With the hips - well, if you do soft tissue work, you can go round your hole lower body in about 10 minutes. Whether this is done pre warm up or outwith the session is negligible, I believe. Stretching or mibilising whats tight can be added to the warm up, or betweem exercises that it won't negatively effect, and training the posterior chain should be priority anyway...
So maybe it's irrelevant what came first and we should be focusing on everything?
Then I think of my own personal experience. I used what I call the 'blanket approach'. I was the postural equivelant of the fat kid in denial the day he realised he was actually very fat. Furiously determined to fix it, I threw everything I could think of at it. From changing the way I sleep to setting a timer every 30 mins in work to remind me to stand up and /or fidget (reach for the sky etc). From doing a soft tissue work on my 'plantar fascia' to training my 'anterior neck flexors' (chin tucks!). So i've always felt that there's probably a lot of things that I done that you probably don't need to correct someones posture. But the more real life experience I get, the more I think that the blanket approach is the only realistic way of doing it. Certainly if your posture is REALLY bad, anyway. Truthfully, i'm not sure it could really be done without a big focus on soft tissue work, AND activation, AND mobility AND stability AND strength. I do believe that all of this can be implemented into a 45-60 minute lifting session, though (well, assumung you foam roll on the side). After that, all you need is the lifestyle changes (like fixing gait).

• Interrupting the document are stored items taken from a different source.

PR #1113, opened 2017-12-27
Route based permissions

feedmypixel:
Follow up pr to https://github.com/uktrade/data-hub-frontend/pull/1079

This work:

- Will render a `403` at the routing level, rather than hitting the API for a `403`. Uses previous permissions in the frontend application
- Only shows `Interactions` on the dashboard if user has correct permissions
- Renders a `403` if user tries to go to search url without correct permissions, rather than empty results
- Moves the documents permissions to routes

#### Dashboard
lep-dashboard

#### Events search
screen shot 2017-12-27 at 14 39 38

#### Dashboard
da-dashboard

#### Events search
da-events-search

#### Dashboard
dit_user-dashboard

#### Events search
screen shot 2017-12-27 at 14 44 35

### DIFF
--- a/src/apps/companies/constants.js
+++ b/src/apps/companies/constants.js
@@ -1,3 +1,8 @@
+const DEFAULT_COLLECTION_QUERY = {
+  sortby: 'modified_on:desc',
+  archived: false,
+}
+
 const LOCAL_NAV = [
   {
     path: 'details',
@@ -48,11 +53,6 @@ const LOCAL_NAV = [
     ],
   },
 ]
-
-const DEFAULT_COLLECTION_QUERY = {
-  sortby: 'modified_on:desc',
-  archived: false,
-}
 
 module.exports = {
   LOCAL_NAV,
--- a/src/apps/middleware.js
+++ b/src/apps/middleware.js
@@ -1,7 +1,12 @@
-const { get, isEmpty, assign } = require('lodash')
+const { get, isEmpty, assign, intersection, isUndefined } = require('lodash')
 const queryString = require('query-string')
+const { parse } = require('url')
 
 const { filterNonPermittedItem } = require('./filters')
+
+function userHasPermission (routePermissions, userPermissions) {
+  return intersection(routePermissions, userPermissions).length > 0
+}
 
 function setHomeBreadcrumb (name) {
   return function (req, res, next) {
@@ -18,6 +23,27 @@ function setHomeBreadcrumb (name) {
 function removeBreadcrumb (req, res, next) {
   res.removeBreadcrumb()
   next()
+}
+
+function isPermittedRoute (pathname, routes, userPermissions) {
+  const routePermissions = get(routes.find((route) => {
+    return pathname.endsWith(route.path)
+  }), 'permissions')
+
+  return isUndefined(routePermissions) || userHasPermission(routePermissions, userPermissions)
+}
+
+function handleRoutePermissions (routes) {
+  return function handleRestrictedRoute (req, res, next) {
+    const userPermissions = get(res, 'locals.user.permissions')
+    const pathname = parse(req.originalUrl).pathname
+
+    if (!isPermittedRoute(pathname, routes, userPermissions)) {
+      return next({ statusCode: 403 })
+    }
+
+    return next()
+  }
 }
 
 function setLocalNav (items = []) {
@@ -56,4 +82,6 @@ module.exports = {
   setLocalNav,
   redirectToFirstNavItem,
   setDefaultQuery,
+  handleRoutePermissions,
+  isPermittedRoute,
 }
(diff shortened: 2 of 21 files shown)


test/unit/apps/middleware.test.js
```diff
@@ -212,4 +212,170 @@ describe('Apps middleware', () => {
...
+      this.middleware.handleRoutePermissions([
+        {
+          path: mockUrl,
+          permissions: [
+            'permission1',
+          ],
+        },
+      ])(this.reqMock, this.resMock, this.nextSpy)
+
+      expect(this.nextSpy).to.be.calledWith()
```
yeahfro: Tempting to consolidate the previous test with this..?

test/unit/apps/middleware.test.js
```diff
@@ -212,4 +212,170 @@ describe('Apps middleware', () => {
...
+      this.middleware.handleRoutePermissions([
+        {
+          path: mockUrl,
+          permissions: [
+            'permission2',
+          ],
+        },
+      ])(this.reqMock, this.resMock, this.nextSpy)
+
+      expect(this.nextSpy).to.be.calledWith({ statusCode: 403 })
```
yeahfro: Tempting to consolidate the previous test with this..?

test/unit/apps/middleware.test.js
```diff
@@ -212,4 +212,170 @@ describe('Apps middleware', () => {
...
+
+    it('should call next with error when route not permitted', () => {
+      this.middleware.handleRoutePermissions([
+        {
+          path: mockUrl,
+          permissions: [],
+        },
+      ])(this.reqMock, this.resMock, this.nextSpy)
+
+      expect(this.nextSpy).to.be.calledWith()
```
yeahfro: Tempting to consolidate the previous test with this..?

test/unit/apps/middleware.test.js
```diff
@@ -212,4 +212,170 @@ describe('Apps middleware', () => {
...
+
+      expect(this.nextSpy).to.be.calledOnce
+    })
+
+    it('should call next with error when route not permitted', () => {
+      this.middleware.handleRoutePermissions([
+        { path: mockUrl },
+      ])(this.reqMock, this.resMock, this.nextSpy)
+
+      expect(this.nextSpy).to.be.calledWith()
```
yeahfro: Tempting to consolidate the previous test with this..?

src/apps/companies/constants.js
```diff
@@ -1,3 +1,8 @@
+const DEFAULT_COLLECTION_QUERY = {
```
ztolley: What does this have to do with permissions?

src/apps/middleware.js
```diff
@@ -20,6 +25,34 @@ function removeBreadcrumb (req, res, next) {
...
+  }), 'permissions')
+
+  if (
+    isUndefined(routePermissions) ||
+    userHasPermission(routePermissions, userPermissions)
+  ) {
+    return true
+  }
+
+  return false
```
yeahfro: could we just replace this with `return isUndefined(routePermissions) || userHasPermission(routePermissions, userPermissions)` ?

src/apps/companies/constants.js
feedmypixel: Please have a look at the commit message. Technically it doesn't but the permissions work has involved moving items into `constants.js` files. So this is a tidy up as I am in this area.

src/apps/middleware.js
feedmypixel: that gave me the eslint error:
screen shot 2017-12-27 at 15 31 55

so have compromised and gone with 
`return isUndefined(routePermissions) || userHasPermission(routePermissions, userPermissions)`

test/unit/apps/middleware.test.js
feedmypixel: So after @ztolley and @teneightfive mentioned a test should be doing 1 thing I have started to follow that methodology. I quite like it if you can move things into `beforeEach`. Maybe something we should all discuss?

test/unit/apps/middleware.test.js
feedmypixel: see above ☝️

test/unit/apps/middleware.test.js
feedmypixel: see above, above☝️

test/unit/apps/middleware.test.js
feedmypixel: see above, above, above ☝️ 😁

test/unit/apps/middleware.test.js
ztolley: Yup. The pattern we have followed that naturally flows from the use of context is context describes a situation, beforeEach sets it up and makes the call to the function and it is followed by multiple 'it' to test different aspects of the result. 

A test should test 'one thing' which not only keeps the test focussed but also makes it clear exactly what failed when it does it makes it easier to diagnose the cause.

So, my preferred answer now that i've thought out loud via my keyboard about it, would be, "both".
You also have the same question with regards to the upper and lower body. Excessive kyphosis is often compensation for excessive lordosis which is a result of imbalances in the hips (and so on!!). Are you fighting a losing battle trying to fix kyphosis if you're not addressing lordosis? I actually think that you probably are. Perhaps the 'ground up' recommendations I have seen really mean "start with the lower body".
When I was at Cressey seminar in England about 18 months ago, he asked who had abad shoulder to get looked at. About 60-70% of hands went up. He assessed the guy right there infront of everyone - first thing he did was look at his feet.